Associations between ethnic density and self-rated health are inconsistent and differ by ethnicity and gender.

摘要

目的

美国的研究发现,少数民族群体成员在同种族人口密度较高的地区生活时,心理健康状况可能会更好。我们调查了在基于人群的美国黑人和西班牙裔人群样本中,自我评估健康状况是否存在同样的影响。

设计

我们使用多层次逻辑回归来检验 2000 年美国人口普查中大都市统计区(MSA)层面的同种族密度(以每百万人口中的同种族人数表示)是否与 3117 名美国黑人男性、4288 名美国黑人女性、6253 名美国西班牙裔男性和 6534 名美国西班牙裔女性的自我评估健康相关,这些数据来自 2000 年美国当前人口调查年度人口文件,调整后进行分析。

结果

当将种族密度建模为分类变量而不是线性变量时,种族密度与黑人和女性自评健康状况不佳之间存在显著关联。

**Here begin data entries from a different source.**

PR #6019, opened 2022-08-30
cleanup Froxelizer comments

pixelflinger:
also fix typos, formatting.


filament/src/Froxelizer.cpp
```diff
@@ -49,41 +49,57 @@ static constexpr size_t FROXEL_SLICE_COUNT = 16;
...
 
+// Max number of froxels limited by:
+//   - max texture size [min 2048]
+//   - chosen texture width [64]
+//
+// Also, increasing the number of froxels adds more pressure on the "record buffer" which stores
+// the light indices per froxel. The record buffer is limited to min(16K[ubo], 64K[uint16]) entries,
+// so with 8192 froxels, we can store 2 lights per froxels assuming they're all used. In practice, some
+// froxels are not used, so we can store more.
+constexpr size_t FROXEL_BUFFER_ENTRY_COUNT = 8162;
```
bejado, line 60: Should this be `8192`?

filament/src/Froxelizer.cpp
```diff
@@ -49,41 +49,57 @@ static constexpr size_t FROXEL_SLICE_COUNT = 16;
...
 // number of lights processed by one group (e.g. 32)
 static constexpr size_t LIGHT_PER_GROUP = sizeof(Froxelizer::LightGroupType) * 8;
 
 // number of groups (i.e. jobs) to use for froxelization (e.g. 8)
 static constexpr size_t GROUP_COUNT =
         (CONFIG_MAX_LIGHT_COUNT + LIGHT_PER_GROUP - 1) / LIGHT_PER_GROUP;
 
+// This depends on the maximum number of lights (currently 255), and can't be more than 16 bits.
+static_assert(CONFIG_MAX_LIGHT_INDEX <= std::numeric_limits<uint8_t>::max(),
+        "can't have more than 256 lights");
```
bejado, line 89: Is the max 255 or 256?

filament/src/Froxelizer.cpp
pixelflinger: lol. yes. thanks.

filament/src/Froxelizer.cpp
pixelflinger: it was 256 with max index being 255. I fixed the comment.

PR #6022, opened 2022-08-31
graphvizify should only be implemented on debug builds

pixelflinger:


romainguy (approved):

filament/src/fg/PassNode.cpp
```diff
@@ -312,6 +313,9 @@ utils::CString RenderPassNode::graphvizify() const noexcept {
     s.append("]");
 
     return utils::CString{ s.c_str() };
+#else
+    retrun {};
```
bejado, line 317:
```suggestion
    return {};
```

PR #6030, opened 2022-09-01
check that user materials don't exceed their allowed features

pixelflinger:


filament/backend/include/backend/DriverEnums.h
```diff
@@ -48,11 +48,18 @@ static constexpr uint64_t SWAP_CHAIN_CONFIG_ENABLE_XCB          = 0x4;
 static constexpr uint64_t SWAP_CHAIN_CONFIG_APPLE_CVPIXELBUFFER = 0x8;
 
 static constexpr size_t MAX_VERTEX_ATTRIBUTE_COUNT  = 16;   // This is guaranteed by OpenGL ES.
-static constexpr size_t MAX_VERTEX_SAMPLER_COUNT    = 16;   // This is guaranteed by OpenGL ES.
-static constexpr size_t MAX_FRAGMENT_SAMPLER_COUNT  = 16;   // This is guaranteed by OpenGL ES.
 static constexpr size_t MAX_SAMPLER_COUNT           = 32;   // This is guaranteed by OpenGL ES.
 static constexpr size_t MAX_VERTEX_BUFFER_COUNT     = 16;   // Max number of bound buffer objects.
 
+static constexpr struct {
```
bejado, line 54: Maybe rename to`FEATURE_LEVEL_CAPS` and add a comment on how it should be indexed? This wasn't clear to me at first.

libs/filamat/src/MaterialBuilder.cpp
```diff
@@ -941,10 +947,11 @@ MaterialBuilder& MaterialBuilder::useLegacyMorphing() noexcept {
 }
 
 Package MaterialBuilder::build(JobSystem& jobSystem) noexcept {
+    bool success;
     if (materialBuilderClients == 0) {
-        utils::slog.e << "Error: MaterialBuilder::init() must be called before build()."
-            << utils::io::endl;
+        slog.e << "Error: MaterialBuilder::init() must be called before build()." << io::endl;
         // Return an empty package to signal a failure to build the material.
+error:
```
bejado, line 954: I think simply returning `Package::invalidPackage()` at each error is less bug-prone compared to a goto.

libs/filamat/src/MaterialBuilder.cpp
```diff
@@ -1006,6 +1027,69 @@ Package MaterialBuilder::build(JobSystem& jobSystem) noexcept {
...
+            slog.e << "\"" << sampler.name.c_str() << "\" "
+                    << Enums::toString(sampler.type).c_str() << " " << stage << '\n';
+        }
+        flush(slog.e);
+    };
+
+    const auto userSamplerCount = info.sib.getSize();
+    switch (info.featureLevel) {
+        case FeatureLevel::FEATURE_LEVEL_1: {
+            // TODO: we need constants somewhere for these values
```
bejado, line 1056: Could we use `PerViewSib::SAMPLER_COUNT` to derive this? Is this number still accurate if morphing is used?

filament/backend/src/metal/MetalDriver.mm
```diff
@@ -1354,15 +1354,15 @@
         return mContext->samplerStateCache.getOrCreateState(s);
     };
 
-    id<MTLTexture> texturesToBindVertex[MAX_VERTEX_SAMPLER_COUNT] = {};
-    id<MTLSamplerState> samplersToBindVertex[MAX_VERTEX_SAMPLER_COUNT] = {};
+    id<MTLTexture> texturesToBindVertex[FEATURE_CAPS[1].MAX_VERTEX_SAMPLER_COUNT] = {};
```
bejado, line 1357: Use `FEATURE_CAPS[+FeatureLevel::FEATURE_LEVEL_1]` to be consistent with SamplerBindingMap.cpp?

pixelflinger: done

libs/filamat/src/MaterialBuilder.cpp
pixelflinger: We could say that it's e.g.: `16 - "what we need in filament"` but I think it would be wrong to do it this way. I think it should be the hardcoded number that is in our (non existant) docs. Because we could make mistakes in `PerViewSib` for instance.

This number should be accurate "by definition". In practice it is because morphing doesn't count against the "fragment" sampler count.

PR #6090, opened 2022-09-20
fix several OOB in filamesh and matc

pixelflinger:


romainguy (approved):

libs/filamat/src/Includes.cpp
```diff
@@ -261,10 +261,17 @@ std::vector<FoundInclude> parseForIncludes(const utils::CString& source) {
...
 
         // Increment until we reach the next "
-        while (sourceString[result] != '"') {
+        while (result < sourceString.length() && sourceString[result] != '"') {
             result++;
         }
 
+        // check we're not at the end of the line -- this would be a malformed include directive.
+        if (result >= sourceString.length()) {
+            result = sourceString.find("#include", result);
```
bejado, line 270: Do we need the call to `.find` here?

pixelflinger: I have no idea, I just copied how that code handles EOF above. It looks like it tries to ignore that include and find the next one?

PR #6093, opened 2022-09-21
Metal: use argument buffers for SamplerGroups

bejado:
This switches Metal to use [argument buffers](https://developer.apple.com/documentation/metal/buffers/about_argument_buffers?language=objc) for referencing samplers and textures in draw calls. Argument buffers are similar to Vulkan descriptors.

与生活在同种族密度为 0-4.9%的人群相比,生活在种族密度大于 5%的人群中自评健康状况不佳的风险增加,种族密度从 0-4.9%增加到 5-9.9%时,风险增加最大(比值比[OR]为 1.85,95%置信区间[CI]为 1.16-2.94),随后种族密度的增加影响有限。种族密度为 10-14.9%时,OR 为 2.03,95%CI 为 1.23-3.34;种族密度为 15-24.9%时,OR 为 2.19,95%CI 为 1.33-3.62;种族密度为 25-50%时,OR 为 2.21,95%CI 为 1.28-3.81。对于西班牙裔人,同种族密度与性别之间存在显著的交互作用。对于女性,同种族密度越高,自评健康状况不佳的风险越低。相反,对于男性,同种族密度越高,自评健康状况不佳的风险越高。

结论

种族密度与自我评估健康之间的关联不一致,且因族裔和性别而异。